Vendredi, minuit passé à Zaouïa Issaoua, une femme, âgée et en tenue de fête — le jaune est manifestement sa couleur, qu’elle a trouvée —, se lève d’un coup. Elle est alors la seule à le faire. La danse débute tout de suite. Elle est concentrée, extatique, son front perle de sueur et son visage rougit. On lui apporte un peu d’eau et une serviette pour s’éponger le visage. Elle continue. D’autres la rejoignent. Une première. Et un deuxième. La plupart sont marocaines, marocains. La danse se poursuit, à plusieurs cette fois, bientôt à beaucoup. Chacun dans sa tête, chacun ensemble. Ce n’est pas encore une transe. C’est un partage. Bientôt, une vingtaine laisse le corps s’exprimer devant le maâlem et les musiciens qui l’accompagnent. Et puis davantage. La nuit, à Zaouïa Issaoua, débute de cette manière. Elle se poursuivra dans les lieux saints, sur les scènes de plage, sur les toits des musées d’arts, dans la scène montée à l’entrée de la médina ou à l’improviste et en comité surchauffé dans ces rues étroites, où ceux qui ne sont pas programmés par le festival — des musiciens souvent assez jeunes et pleins d’élan — veulent tout de même se produire et partager une musique qui se rapproche de toutes les musiques mystiques du monde, et qui s’éloigne de beaucoup par la force de son message.
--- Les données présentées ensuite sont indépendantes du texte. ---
PR #614, opened 2026-08-12
[Refactor] Replaced rogue call to obj_hide with sprite_object_hide

MeirGavish:
I noticed this call to `obj_hide()` that I seem to have missed in #563, so I properly replaced it with the correct function call.


MathisMartin31 (approved):
There doesn't seem to be any other calls to that function on SpriteObjects, nice ^^
Approving this one :3

MeirGavish:
> There doesn't seem to be any other calls to that function on SpriteObjects, nice ^^ Approving this one :3

Thanks! This is one very small change, I'll merge it.

PR #3, opened 2019-06-21
Add RFC for RFC process, update RFC numbering

j01tz:
- Adds an initial RFC for the RFC process
- Adjusts the RFC numbering scheme to include the process RFC
- Moves the grin-governance RFC to 0002.


yeastplume:
Yes, makes sense to me rather than having the process in a separate readme.

PR #7, opened 2019-06-28
Meta: Update repo structure, naming conventions, license 

lehnberg:
This PR:
* adds apache 2.0 license
* moves RFCs in `/text/` and not in the root of the repo (which quickly will become a mess)
* keeps the template in the root directory for easy visibility (and it's also not an RFC)
* simplifies the naming conventions of both RFCs and template
* makes cosmetic modifications to the RFC template
* simplifies the README RFC table
* Updates RFC 0001 cosmetically to reflect these changes.

Would appreciate a quick review so that I can continue making more suggested improvements on top of this in future PRs.


yeastplume:
I don't think keeping in the root is necessarily harmful, but don't feel strongly enough to argue about it. Carry on, Sir.

PR #11, opened 2019-07-03
[WIP] RFC - Full Wallet Lifecycle

yeastplume:
Initial (very WIP) of RFC describing changes to the Wallet APIs to support wallet lifecycle events in the API, as well as other changes to support their use in the command-line wallet.


lehnberg:
[Rendered link to RFC document](https://github.com/yeastplume/grin-rfcs/blob/wallet_lifecycle/text/0000-full-wallet-lifecycle.md)

lehnberg:
@yeastplume nice job putting together the first wallet RFC! :)

Changing the wallet backend data structure and supporting multiple wallets seem quite distinct from the proposed changes to how init and instantiation behaves, and the addition of new API calls.

Do you think it would make sense for these to be broken down into multiple RFCs so they can be reviewed separately?

yeastplume:
Wrestling with whether this should be split up myself. Thing is with the way it's currently structured, many of these changes don't make a lot of sense without the others also being in place.

However, it might make more sense ordered thusly:

* RFC adding lifecycle functions to the API for a single wallet instance (which won't be called from the CLI just yet)
* RFC to add support for multiple wallets and addition of related API functions (again, not necessarily called from the CLI)
* RFC to change wallet invocation mode
Also planned:
* RFC to define open grinbox spec (and inclusion in grin as an exchange method)

yeastplume:
Splitting, this PR just contains the description of API functions that will work on the current single wallet instance.

text/0000-full-wallet-lifecycle.md
```diff
@@ -0,0 +1,195 @@
...
+
+(How is grin-wallet.toml generated?)
+
+## Wallet Runtime Instantiation
+
+Currently, wallet instantiation works differently depending on whether the wallet is invoked via the APIs or via the command line.
+
+1. In the command line case, each wallet command is a separate invocation. Command line invocation will ask for a password, decrypt the master seed and initialize the wallet with the descrypted seed. It will then perform the desired function and return, zeroing memory and exiting the process.
+
+1. In the case of a listening API (owner or foreign), the password is given once and the wallet seed is decrypted. The wallet instance is then kept in memory by the handling thread, and re-used for each Foreign or Owner API call.
```
nijynot: Should probably be a 2 here?

lehnberg: Nope, this is [markdown syntax](https://github.com/adam-p/markdown-here/wiki/Markdown-Cheatsheet#lists). :) It renders well in the [actual document](https://github.com/mimblewimble/grin-rfcs/blob/7a7b2aae944edcbd37b7f117724ca92d9d151e76/text/0000-full-wallet-lifecycle.md#wallet-runtime-instantiation).

nijynot: Oh it totally does. 😄 Didn't know that markdown fixed list indexes like that.

yeastplume:
Replaced by #18

PR #12, opened 2019-07-04
[WIP] RFC - Multiple named wallets

yeastplume:
Split from #11 into a separate RFC


yeastplume:
Closed for now due to other priorities. Will pick this up again later.

sheldonth:
@yeastplume Thoughts on somebody else picking this code up from where you left off?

Pour Neila Tazi, les maîtres-mots du festival ont en effet toujours été « égalité, liberté et universalité ». Pour une fois, ces mots-là ne sont pas vains. Ils le sont d’autant moins que, et comme nous le soufflait Abdeslam Alikane quelques heures avant le début des incroyables festivités de cette 26ᵉ édition du Festival Gnaoua et Musiques du monde : « cette liberté, chez nous, vient par le fait de la musique. C’est elle qui en est l’origine ».